WORK ITEM
Filter the data for lines with the word "hosts", then copy every line so identified.

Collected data
PR #371, opened 2021-03-25
Fix null additionalAttributes with Marketplace

kahowell:
Before this change:

```
Caused by: org.candlepin.subscriptions.marketplace.ApiException: {"status":"failed","message":"Validation errors exist","errorDetails":[{"path":"$.data[0].additionalAttributes","type":"type","message":"$.data[0].additionalAttributes: null found, object expected"}],"data":[]}
```

After this change, marketplace API calls succeed.


dmckoske (approved):
Looks good.

lindseyburnett (approved):

PR #372, opened 2021-03-25
Map times on the snapshot as milliseconds since epoch

kahowell:
Otherwise, we end up sending usage from a long, long time ago...


dmckoske (approved):
Looks good.

mstead (approved):
Looks good.

PR #373, opened 2021-03-26
ENT-3609: Add verification and metrics for marketplace batches

kahowell:
[ENT-3609: Address marketplace API call failures](https://issues.redhat.com/browse/ENT-3609)

The strategy is to log and move on whenever there is an issue, as well as to capture metrics.

Three metrics were added:
- `rhsm_subscriptions_marketplace_batch_rejected_total`
- `rhsm_subscriptions_marketplace_batch_unverified_total`
- `rhsm_subscriptions_marketplace_batch_accepted_total`

(Prometheus names above; see MarketplaceProducer for micrometer names)

I replaced the mapper stubbed boolean that was stale with a boolean to toggle batch verification (in case we want to turn it off for some reason).

Testing
-------

Unit testing covers all scenarios, it's hard to test locally, here's an example of testing failure scenario though:

```
MARKETPLACE_MAX_ATTEMPTS=1 MARKETPLACE_URL=http://localhost:8999 ./gradlew bootRun
```

then manually emit to "marketplace" an event:

```
curl -H 'Content-Type: application/json' -d '{"type":"exec","mbean":"org.candlepin.subscriptions.marketplace:name=marketplaceJmxBean,type=MarketplaceJmxBean","operation":"submitTallySummary(java.lang.String)","arguments":["{}"]}' http://localhost:8080/actuator/jolokia
```

Now verify the counter shows 1.0:

```
curl http://localhost:8080/actuator/prometheus | grep -e '^rhsm_subscriptions_marketplace_batch_rejected_total'
```

### DIFF
--- a/src/main/java/org/candlepin/subscriptions/marketplace/MarketplaceProducer.java
+++ b/src/main/java/org/candlepin/subscriptions/marketplace/MarketplaceProducer.java
@@ -22,6 +22,7 @@ package org.candlepin.subscriptions.marketplace;
 
 import org.candlepin.subscriptions.exception.ErrorCode;
 import org.candlepin.subscriptions.exception.SubscriptionsException;
+import org.candlepin.subscriptions.marketplace.api.model.BatchStatus;
 import org.candlepin.subscriptions.marketplace.api.model.StatusResponse;
 import org.candlepin.subscriptions.marketplace.api.model.UsageEvent;
 import org.candlepin.subscriptions.marketplace.api.model.UsageRequest;
@@ -34,7 +35,14 @@ import org.springframework.retry.support.RetryTemplate;
 import org.springframework.stereotype.Service;
 
 import io.micrometer.core.annotation.Timed;
+import io.micrometer.core.instrument.Counter;
+import io.micrometer.core.instrument.MeterRegistry;
 
+import java.util.Arrays;
+import java.util.Collections;
+import java.util.Objects;
+import java.util.Optional;
+import java.util.Set;
 import java.util.stream.Collectors;
 
 import javax.ws.rs.core.Response;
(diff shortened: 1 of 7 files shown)


src/main/java/org/candlepin/subscriptions/marketplace/MarketplaceProducer.java
```diff
@@ -46,27 +54,93 @@
...
+                unverifiedCounter.increment();
+            }
+        });
+    }
+
+    private String verifyBatchId(String batchId) {
+        try {
+            StatusResponse response = marketplaceService.getUsageBatchStatus(batchId);
+            String status = Objects.requireNonNull(response.getStatus());
+            if ("inprogress".equals(status)) {
```
mstead, line 113: Let's make ```inprogress``` status string a constant.

src/main/java/org/candlepin/subscriptions/marketplace/MarketplaceProducer.java
```diff
@@ -46,27 +54,93 @@
...
+                // throw an exception so that retry logic re-checks the batch
+                throw new MarketplaceUsageSubmissionException(response.getMessage(), status);
+            }
+            else if (!"accepted".equals(status)) {
```
mstead, line 117: Let's make ```accepted``` status string a constant.

src/main/java/org/candlepin/subscriptions/marketplace/MarketplaceProducer.java
```diff
@@ -46,27 +54,93 @@
...
+                e
+            );
+        }
     }
 
     private StatusResponse tryRequest(UsageRequest usageRequest) {
         try {
             StatusResponse status = marketplaceService.submitUsageEvents(usageRequest);
             log.debug("Marketplace response: {}", status);
+            if (!Arrays.asList(SUCCESSFUL_SUBMISSION_STATUSES).contains(status.getStatus())) {
```
mstead, line 141: If we are just going to convert ```SUCCESSFUL_SUBMISSION_STATUSES``` to a list each time, we might as well just create the static final List above.

```java
private static final List<String> SUCCESSFUL_SUBMISSION_STATUSES = List.of("accepted", "inprogress");
```

mstead (changes requested):
Couple of small items, but functionally sound.

dmckoske (approved):
I second Mike's review points and I also agree, it looks very good.

mstead (approved):

PR #374, opened 2021-03-26
ENT-3699: Fix duplicate key violation when sla changes during metrics regather

kahowell:


mstead (approved):
This fixes the issue. Nice to see a test around it! :+1: 

Just need to fix the checkstyle issues.

PR #385, opened 2021-04-01
Use same metricId for OCP (temporarily)

kahowell:
To unblock dev-instance of marketplace-worker

### DIFF
--- a/src/main/resources/product_profile_registry.yaml
+++ b/src/main/resources/product_profile_registry.yaml
@@ -117,3 +117,5 @@ marketplaceMetrics:
     uom: Cores
     swatchProductIds:
       - OpenShift-dedicated-metrics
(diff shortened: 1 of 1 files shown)


ntkathole:
@kahowell  is https://sandbox.marketplace.redhat.com/en-us/products/openshift-container-platform-stage not useful ?

kahowell:
@ntkathole once #369 lands, it'll be useful. In the super short term, we're mapping back to a single hard-coded subscription ID for testing purposes, so we need to choose either OCP or OSD.

ntkathole:
ACK :+1:

dmckoske (approved):
Looks good.  Once this is checked in, I will need to rebase for ENT-3716.

PR #388, opened 2021-04-05
ENT-3716: Match PAYG subscriptions by offering product name rather th…

dmckoske:
...rather than role.  This is similar to ENT-3610, which uses mostly unit testing to test it.

### DIFF
--- a/src/main/java/org/candlepin/subscriptions/files/ProductProfile.java
+++ b/src/main/java/org/candlepin/subscriptions/files/ProductProfile.java
@@ -61,6 +61,7 @@ public class ProductProfile {
     private Set<SubscriptionWatchProduct> products;
     private Set<SyspurposeRole> syspurposeRoles;
     private Set<MarketplaceMetric> marketplaceMetrics;
+    private Set<SwatchProductByOfferingProductName> swatchProductsByOfferingProductName;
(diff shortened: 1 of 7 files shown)


src/main/java/org/candlepin/subscriptions/files/ProductProfile.java
```diff
@@ -92,29 +96,13 @@ public ProductProfile(String name, Set<SubscriptionWatchProduct> products, Granu
         setProducts(products);
     }
 
-    public String getName() {
```
awood, line 95: Why did these get stripped out?

awood (changes requested):
Overall, it looks okay; I just have questions around why a lot of getters and setters got trimmed out of `ProductProfile`

src/main/java/org/candlepin/subscriptions/files/ProductProfile.java
dmckoske: I replaced them with the Lombok annotations.

lindseyburnett: @awood, it looks like a previous PR made the lombok change but these weren't deleted as part of that

awood (approved):

PR #1870, opened 2023-02-21
SWATCH-853: Tally - increase timing slack with conduit

kahowell:
https://issues.redhat.com/browse/SWATCH-853

Assumptions about conduit updates being processed before tally were insufficient. Accordingly, we're adding some timing slack.

Per PM input:
* Updated stale threshold to 30 hours (instead of 24 hours).
* Updated the schedule for nightly tallies to 6 am UTC, so HBI has longer to process updates before we tally.

With this change, systems that haven't checked in can take up to 30 hours before being filtered from tallies.

I also changed the stale threshold to use midnight UTC as its reference point, so that the stale threshold doesn't get offset by the tally schedule. A 30 hour threshold should mean that a system checked in more than 30 hours prior to the last sync, rather than 30 hours from the time of the tally.

Testing
=======

This is essentially just configuration changes.

Observe the logging of the updated default of 30 hours when deployed to ephemeral environment (`/retest` and look at the tally startup logs, or alternatively manually deploy to ephemeral and then view the logs).

Also observe the updated cronjob schedule for `swatch-tally-tally` in the environment.

### DIFF
--- a/README.md
+++ b/README.md
@@ -241,7 +241,7 @@ RHSM_RBAC_USE_STUB=true ./gradlew bootRun
 * `PATH_PREFIX`: path prefix in the URLs (default: api)
 * `INVENTORY_USE_STUB`: Use stubbed inventory REST API
 * `INVENTORY_API_KEY`: API key for inventory service
-* `INVENTORY_HOST_LAST_SYNC_THRESHOLD`: reject hosts that haven't checked in since this duration (e.g. 24h)
+* `HOST_LAST_SYNC_THRESHOLD`: reject hosts that haven't checked in since this duration (e.g. 24h)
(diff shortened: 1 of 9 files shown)


kahowell:
a1cf08b to 46c9542: rebase against `main`

kahowell:
a1cf08b to 46c9542: fix botched rebase (accidentally removed some template params)

kahowell:
cc8345be to b589f968: see `git diff cc8345be..b589f968`, essentially, this preserves the defaulting inside of ApplicationProperties, since unit tests depend on it.

kflahert (approved):

kflahert (approved):

PR #1898, opened 2023-03-01
SWATCH-965: Add MW02291 to allowlist

kahowell:
RHACS is using an additional SKU. Will also create a hotfix version so we can get this update to prod faster.


kahowell:
Planning to self-merge once tests pass since this is a one-line allowlist change previously discussed.

kflahert (approved):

OUTPUT
-* `INVENTORY_HOST_LAST_SYNC_THRESHOLD`: reject hosts that haven't checked in since this duration (e.g. 24h)
+* `HOST_LAST_SYNC_THRESHOLD`: reject hosts that haven't checked in since this duration (e.g. 24h)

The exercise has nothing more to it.